Pero me imagino que bajar esa idea es complicado. ¿Usted tiene alguna concepción de lo que debiese establecerse en la Constitución?

-Lo que yo te estoy tratando de explicar con esto, es que el derecho de propiedad intelectual es un derecho de propiedad tal como cualquier otra propiedad. Así como tú eres dueño de tu lapicera y tus zapatos, yo soy propietario de la canción que hice esta mañana. Eso que yo hice es de mi propiedad y lo que necesito es que todos lo reconozcan. Y una vez que se establece ese derecho, entonces bueno , se regula ese derecho de la misma manera que se regulan todos los derechos de propiedad.

«Lo que yo te estoy tratando de explicar con esto, es que el derecho de propiedad intelectual es un derecho de propiedad tal como cualquier otra propiedad. Así como tú eres dueño de tu lapicera y tus zapatos, yo soy propietario de la canción que hice esta mañana. Eso que yo hice es de mi propiedad y lo que necesito es que todos lo reconozcan«.

¿Y eso no es lo que ocurre hoy?

-Sí ocurre, ocurre porque hay una ley de propiedad intelectual.

¿Y qué espera de la redacción de los derechos de autor en la Convención?

-Sí tú elaboras una determinación en la Constitución que hace imposible que ese derecho se reconozca estamos fritos, por eso es que los autores estamos preocupados de que exista ese reconocimiento y sobre todo de que no se retroceda con respecto a lo que tenemos porque ha sido muy difícil llegar a eso. Lo que necesitamos nosotros no es mucho más de lo que ya hay. 

Usted señaló en una columna de Ciper al respecto que el mejor reconocimiento al artista no son los premios ni homenajes, sino el reconocimiento de su propiedad. 

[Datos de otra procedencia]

PR #167, opened 2020-02-03
Conditionally install daemonset to configure nodes in GKE. 

neelakan79:
The daemonset invokes a script from the PSO image that is responsible for preparing GKE nodes for use. At the time of writing this includes installing open-iscsi and multipath-tools
as well as configuring and enabling iscsid.

Conditionally disable csi-snapshotter in GKE. A requirement for Anthos is that we do not enable any alpha features.

This PR depends on https://github.dev.purestorage.com/pso/k8s/pull/162

Together, this enables installation of PSO on Google Anthos and satisfies Google's tests for GKE 1.2.1.

### DIFF
--- a/pure-csi/templates/node-configure.yaml
+++ b/pure-csi/templates/node-configure.yaml
@@ -1,0 +1,25 @@
+# Automatic node configuration has only been tested on GKE.
+{{ if (.Capabilities.KubeVersion.GitVersion | regexMatch "gke") }}
+apiVersion: apps/v1
+kind: DaemonSet
+metadata:
+  name: pso-daemonset
+  namespace: {{ .Release.Namespace }}
+spec:
+  selector:
+    matchLabels:
+      name: pso-daemonset
+  template:
+    metadata:
+      labels:
+        name: pso-daemonset
+    spec:
+      hostPID: true
+      containers:
+      - name: pso-daemonset
+        image: "{{ .Values.image.name }}:{{ .Values.image.tag }}"
+        imagePullPolicy: {{ .Values.image.pullPolicy }}
+        command: ["/bin/sh", "-c", "/node-configure.sh"]
+        securityContext:
+          privileged: true
+{{ end }}
--- a/pure-csi/templates/provisioner.yaml
+++ b/pure-csi/templates/provisioner.yaml
@@ -78,6 +78,8 @@ spec:
           volumeMounts:
             - name: socket-dir
               mountPath: /csi
+# Google Anthos (which is built on GKE) prohibits alpha snapshotters
+{{- if not (.Capabilities.KubeVersion.GitVersion | regexMatch "gke") }}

-Eso es lo fundamental, si no retrocedemos en esto. Si tú me dices sí, pero como la propiedad de los autores no es una propiedad que sea como la tierra o los bienes materiales, entonces vamos a ponerles límites y yo digo no. No. Eso es falso. Es igual que una propiedad, mi canción es tan mía como mi lápiz o mis pantalones. 

Hay voces que se oponen a esta concepción similar al derecho de propiedad, ya que se omitiría una categoría de dominio público.

-No, eso está establecido en la Ley actual de propiedad intelectual, que hacen que las creaciones sean propiedad de los autores durante un determinado tiempo y después pasan a ser de dominio público. Tiene que haber una cierta cantidad de años y eso no puede ser más legítimo. Sino, ¿qué le voy a dejar a mis hijos o a mi señora que depende de mí? A mí me dicen que cuando tú te mueres tu obra pasa a dominio público, eso no es justo. Tienen que haber una justa cantidad de años en que las cosas no pasen a dominio público, después pueden serlo, no hay problema, pero en ese argumento que tú me estás dando está la intención de ponerle trabas al derecho, de no reconocerlo como una propiedad tal y como lo es cualquier otra propiedad y eso atenta contra el interés del patrimonio de los artistas, ése es el problema.